**Material provided**
PR #223, opened 2021-01-27
ENH: Add lock kwarg to to_raster and add examples of using dask for file io

### LINKED ISSUE #220: BUG: Image missing tiles with dask write
The image is corrupt (missing tiles).

image

_Originally posted by @djhoese in https://github.com/corteva/rioxarray/issues/219#issuecomment-767867834_

snowman2:
- [x] Closes #220
 - [x] Tests added

cc: @djhoese

### DIFF
--- a/rioxarray/raster_array.py
+++ b/rioxarray/raster_array.py
@@ -756,10 +756,13 @@ class RasterArray(XRasterBase):
         tags=None,
         windowed=False,
         recalc_transform=True,
+        lock=None,
         **profile_kwargs,
     ):
         """
         Export the DataArray to a raster file.
+
+        ..versionadded:: 0.2 lock
 
         Parameters
         ----------
@@ -774,9 +777,12 @@ class RasterArray(XRasterBase):
             A dictionary of tags to write to the raster.
         windowed: bool, optional
             If True, it will write using the windows of the output raster.
-            This only works if the output raster is tiled. As such, if you
-            set this to True, the output raster will be tiled.
+            This is useful for loading data in chunks when writing. Does not
+            do anything when writing with dask.
             Default is False.
+        lock: boolean or Lock, optional
+            Lock to use to write data using dask.
+            If not supplied, it will use a single process for writing.
         **profile_kwargs
             Additional keyword arguments to pass into writing the raster. The
             nodata, transform, crs, count, width, and height attributes
@@ -832,5 +838,6 @@ class RasterArray(XRasterBase):
             transform=self.transform(recalc=recalc_transform),
             nodata=rio_nodata,
             windowed=windowed,
+            lock=lock,
             **out_profile,
         )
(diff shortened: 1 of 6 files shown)


justingruca (approved):

rioxarray/raster_array.py
```diff
@@ -774,9 +777,12 @@ def to_raster(
             A dictionary of tags to write to the raster.
         windowed: bool, optional
             If True, it will write using the windows of the output raster.
-            This only works if the output raster is tiled. As such, if you
-            set this to True, the output raster will be tiled.
+            This is useful for loading data in chunks when writing. Does not
+            do anything when writing with dask.
```
djhoese, line 781: Does this still "force" tiled output files?

snowman2: No. You need to use `tiled=True` for that.

djhoese: Ok so this is a change in how windowed operates?

snowman2: It was changed back [here](https://github.com/corteva/rioxarray/pull/134) and I missed the docstrings.

djhoese: Ooohhh. That explains it. So if I do `to_raster(..., tiled=True, blockxsize=512, blockysize=512)` it will store the dask arrays with that internal geotiff tile size, right (and not the dask chunk size)?

snowman2: That's correct. Currently not automatically tiling according to the dask chunk size at the moment. So it needs to be done by the user.

djhoese: Good. Not sure auto-tiling based on chunk size would be a good idea anyway. Just checking.

djhoese:
I just found out that this exists and could maybe simplify this:

https://github.com/dask/dask/blob/f41325512a4251dbaa7f7c781414d913066a6c34/dask/utils.py#L1017-L1028

I found that some of the dask functions actually use this and default to it.

snowman2:
@djhoese that looks pretty neat. However, that won't work for `to_raster`. The reason being that we need a global lock as only one process can write to the file at a time [ref](https://corteva.github.io/rioxarray/stable/examples/dask_read_write.html#Multiple-worker-example).

djhoese:
Isn't that how this `to_hdf` function is using it: https://docs.dask.org/en/latest/dataframe-api.html#dask.dataframe.DataFrame.to_hdf

snowman2:
> Isn't that how this to_hdf function is using it

For GeoTiff you need the global lock or you get the problems you found in #220

djhoese:
So "global" as in the global scope of the calling module, right? Couldn't users use this utility function so they don't have to decide what lock to choose?

snowman2:
> So "global" as in the global scope of the calling module, right? 

It means that the lock needs to be shared by all processes and threads.

> Couldn't users use this utility function so they don't have to decide what lock to choose?

I don't think so. Based on the dask issues I have seen, the SerializableLock only locks the threads within the process that contains. And the multiprocessing lock doesn't work for a cluster of machines. So, the dask Lock is the only option. But, I recommend trying it out and seeing what happens. You should be able to try it out now and see if it works or not.

PR #224, opened 2021-01-28
Lockless multi-threaded reads

### LINKED ISSUE #214: Issue with locking when reading from multiple threads with Dask

TomAugspurger:
- [x] Closes #214 
 - [x] Tests added


TomAugspurger:
Here's a link for the new notebook: https://nbviewer.jupyter.org/github/corteva/rioxarray/blob/73ea5e24d968202f48ca8812f5c00104f9139638/docs/examples/read-locks.ipynb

**Problem requirements**
Please show the lines of the material that contain the string "tiling".

**The answer**
snowman2: That's correct. Currently not automatically tiling according to the dask chunk size at the moment. So it needs to be done by the user.
djhoese: Good. Not sure auto-tiling based on chunk size would be a good idea anyway. Just checking.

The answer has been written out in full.